Özel okullara giden çocuklarda eğitim aralıksız devam ederken, denetlemelerde arka kapıdan çıkarılan çocuklar oldu. Kimi aileler evlerini ev okuluna çevirirken, kimi ailelerde birleşip özel ders/eğitim aldılar. Ne özel okula gidebilecek ne evi ev okuluna çevirecek ne de özel ders/eğitim aldıracak parası olmayan ailelerin çocukları için eğitim eşit bir şekilde gitmedi. Evinde bilgisayarı olmayan, interneti olmayan hadi iyi ihtimalle dört kardeşe bir bilgisayar düşen evlerde uzaktan eğitimi takip etmek ve katılmak bir kabusa dönüştü. Öğretmenler bu konuda dayanışma ağları kurdular, çocukları için bilgisayar tablet çağrısına çıktılar. Bilgisayarlar tabletler bulunsa da internet sıkıntısına çare olamadığımız durumlar oldu. Çocukların çalışma hayatına döndüğünün haberlerini bu süreçlerde duymaya başladık. Okul kimi çocuk için bir umuttu, evlenmemek için; belki de ailesinin ona verdiği son şanstı. Bu çocuklar için hiçbir eylem planı oluşturulmadı. 

Farklı gelişen bireyler uzaktan eğitim sürecinde iyice dışarıda kaldılar.  Çevrimiçi zamanlara uyma, ekrana odaklanma, dikkatlerinin dağılması, teknolojik bilgi, ifade becerileri, ebeveynlerin çocuklarını nasıl destekleyeceklerini bilmeme halleri süreci çokça zorlaştırdı. Eğitimde fırsat eşitliğini sağlamak için farklı gelişen birey ve ailelerin gereksinimleri detaylı bir şekilde ortaya konup; eylem planı hazırlanmadı

Pandemi süreci her anlamda eşitsizlikleri gözler önüne serdi.

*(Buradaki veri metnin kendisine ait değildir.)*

PR #14634, opened 2025-07-15
Mention the `revision` in the lockfile versioning doc

zanieb:


charliermarsh (approved):

charliermarsh:
We also referred to it as a minor version when designing it.

PR #14636, opened 2025-07-15
Skip Windows Python interpreters that return a broken MSIX package code

zanieb:
Currently we treat all spawn failures as fatal, because they indicate a broken interpreter. In this case, I think we should just skip these broken interpreters — though I don't know the root cause of why it's broken yet.

Closes https://github.com/astral-sh/uv/issues/14637
See https://discord.com/channels/1039017663004942429/1039017663512449056/1394758502647333025

### DIFF
--- a/crates/uv-python/src/discovery.rs
+++ b/crates/uv-python/src/discovery.rs
@@ -884,6 +884,14 @@ impl Error {
                     );
                     false
                 }
+                #[cfg(windows)]
+                InterpreterError::CorruptWindowsPackage { path, err } => {
+                    debug!(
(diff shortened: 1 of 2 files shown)


MeGaGiGaGon:
Testing locally this looks to work - using the artifact from the [`build binary | windows x86_64`](https://github.com/astral-sh/uv/actions/runs/16303117032/job/46042516510?pr=14636#logs) action `PS ~> .\uv-windows-x86_64-e7c0217db3c05d6b4d60025341605d3a24a068e3\uv.exe python list` finishes with no errors.

PR #14646, opened 2025-07-16
Add UV_LIBC to allow libc selection in multi-libc environment

### LINKED ISSUE #14262: Ability to select libc in a multi-libc environment
## Problem Statement

I am needing to support modern python installations within a manylinux2010 environment which runs an incompatible gnu libc version for python-build-standalone cpython builds. I can install musl libc alongside the existing machine configuration without affecting existing critical workflows, and uv is able to link python-build-standalone against this musl libc when explicitly handed the full version description (ie: cpython-3.13.5-linux-x86_64-musl). However, as the core system utilities use a gnu libc, uv will select gnu python builds by default (ie: a request for 3.13 results in attempting – and failing – to run cpython-3.13.5-linux-x86_64-gnu) even when running the musl build of uv.

## Objective

I need some means by which to inform uv of the libc that should be used for python version selection. This could take a few forms, and I don’t hold much preference for any 1 way over another if distributing the fix to users is not overly complex. Some options:

### Option A: Configuration Setting

The most straight forward option would be a configuration setting which I can set in the global `/etc/uv/uv.toml` file to direct the section of the ld path used to determine the libc variant and version. This could either be direct (dynamic-linker = “/lib/ld-musl-x86_64.so.1”), simplified (libc-variant = “musl”), or a mixture of the 2 (keyed as something like “libc” and allowing “gnu” or “musl” options to shortcut to the default dynamic location for the current arch or allow a full path to a specific ld shared object). This can be paired with an environment variable; however, that is less applicable in my situation is distributing environment variables is less straight-forward than updating a system-wide configuration file.

### Option B: Updated Preferences

This option gets at the oddity (in my option) of having the static musl build of uv select a gnu libc. Perhaps this was the objective, but I would expect the platform of the uv binary to influence the libc selection given that uv and pbs share the same minimum gnu libc requirements (as far as I am aware). This is much less direct than the first option, but perhaps more intuitive. If I am running a musl build of uv, I would expect to exhaust all options to link against musl for python (including the default ld location) before trying to like against gnu. If I wanted to link against gnu, the gnu build of uv is available with the inverse preference.

### Combining Options

The above options are not mutually exclusive. The first is non-breaking and could be implemented immediately without issue. The second is potentially breaking and could wait till the next major version. These could be worked separately if both ideas pass muster; however, I only require one or the other (with my only preference being the one that solves my issue the fastest).

## Environment

- uv version: 0.7.12 (latest approved for company use – 0.7.15 has no changes to libc detection)
- os version: manylinux2010 environment + musl 1.2.5 (representative)
- command: any command resulting in searching for a python version to use (ex: `uvx python@3.13`)

## Reproduction

- container: `quay.io/pypa/manylinux2010_x86_64:latest`
- download: https://musl.libc.org/releases/musl-1.2.5.tar.gz 
- untar and apply security patches for CVE-2025-26519: https://www.openwall.com/lists/musl/2025/02/13/1/1 https://www.openwall.com/lists/musl/2025/02/13/1/2
- build and install musl libc: `./configure && make && make install`
- download and install x64 MUSL Linux build of uv: https://github.com/astral-sh/uv/releases/download/0.7.12/uv-x86_64-unknown-linux-musl.tar.gz
- show that uv auto selects glibc: `uv python list` 
- show that uv can use musl python build if explicitly told: `uvx --python cpython-3.13.5-linux-x86_64-musl python`

## References

Current libc selection logic: https://github.com/astral-sh/uv/blob/4ed9c5791ba9d5c304aae14b920d612af26dc2d3/crates/uv-python/src/libc.rs#L60

nathanscain:
Closes #14262 

## Description

Adds `UV_LIBC` environment variable and implements check within `Libc::from_env` as recommended here: https://github.com/astral-sh/uv/issues/14262#issuecomment-3014600313

Gave this a few passes to make sure I follow dev practices within uv as best I am able. Feel free to call out anything that could be improved.

## Test Plan

Planned to simply run existing test suite. Open to adding more tests once implementation is validated due to my limited Rust experience.

### DIFF
--- a/crates/uv-python/src/platform.rs
+++ b/crates/uv-python/src/platform.rs
@@ -104,7 +104,7 @@ impl Libc {
             "linux" => {
                 if let Ok(libc) = std::env::var(EnvVars::UV_LIBC) {
                     if !libc.is_empty() {
-                        return Ok(Self::from_str(&libc)?);
+                        return Self::from_str(&libc);
                     }
                 }
 


nathanscain:
Not sure what is causing the check system failure - pylint was installed: https://github.com/astral-sh/uv/actions/runs/16312109803/job/46069841658?pr=14646#step:5:272

Update: appears present in other recent PRs from both the [github-actions bot](https://github.com/astral-sh/uv/actions/runs/16310314528/job/46064726866) and [Zanie](https://github.com/astral-sh/uv/actions/runs/16310422184/job/46065032541)

zanieb:
Yeah that's a new problem https://github.com/astral-sh/uv/pull/14652 — don't worry about that.

This LGTM

zanieb (approved):

nathanscain:
Awesome - thanks for your help on this!

Issue #14650, opened 2025-07-16
Warn on ignored `[sources]` in `uv.toml`


charliermarsh:
I thought we already warned for ignored `uv.toml` fields, but given:

```toml
[sources]
anyio = { git = "https://github.com/agronholm/anyio" }
```

Then `uv add anyio --config-file ../uv.toml` doesn't warn.

PR #14653, opened 2025-07-16
Warn on invalid `uv.toml` when provided via direct path

charliermarsh:
## Summary

We validate the `uv.toml` when it's discovered automatically, but not when provided via `--config-file`. The same limitations exist, though -- I think the lack of enforcement is just an oversight.

Closes https://github.com/astral-sh/uv/issues/14650.


zanieb:
(A test case would be nice)

charliermarsh:
Yup done.

PR #14655, opened 2025-07-16
Request arm64 Python in aarch64-windows smoke test

zanieb:
The Python interpreter selected by `py` recently changed to x64 instead of arm64. 

Closes https://github.com/astral-sh/uv/pull/14652
See https://github.com/astral-sh/uv/pull/14652


zanieb:
The runner image version changed from 0.0.3 to 0.0.7, I presume this was an upstream change.

charliermarsh (approved):

zanieb:
Reported in https://github.com/actions/runner-images/issues/14074

PR #14669, opened 2025-07-16
Add a GitHub Actions warning to the `uv venv` behavior change

zanieb:
In an attempt to increase the visibility of this warning in CI users, emit it as a GitHub Actions annotation. This begins establishing general infrastructure for emitting CI provider-specific warnings.

We don't need this for 0.8, it's more important for when this change is breaking.


EliteTK:
Stale / obsolete (see #17757).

Eğitimi bu süreçten sonra daha çok konuşmalıyız. Kapitalist sisteme dayalı eğitim metodlarından ve sınırlarından çıkmalıyız. Alternatif eğitim ve yöntemleri konusunda çalışmalar, araştırmalar yapmalıyız. Okul kavramını tekrardan gözden geçirmeliyiz. Aile eğitimlerine yüzümüzü çevirmeliyiz. Şu anki çalışma koşullarında “Hangi aile?​” “Hangi eğitim” gerçekliği de var.  Denetim, çözüm, işbirliği, dayanışma kavramlarını eğitimde tekrar gözden geçirmeliyiz. Öğretmenler için birbirlerini duyacakları, gelişmelerini büyümelerini sağlayacak alanlar oluşturmalıyız. Müfredatımıza duygular, problemle baş etme becerileri ve doğa derslerini koymalıyız. Dünyamız kendimiz ve çevremizdekiler için yeni şiddetsiz bir dil öğrenmeliyiz. Ve bunlar birilerinin insiyatifinde insafında olmamalı hepimiz için!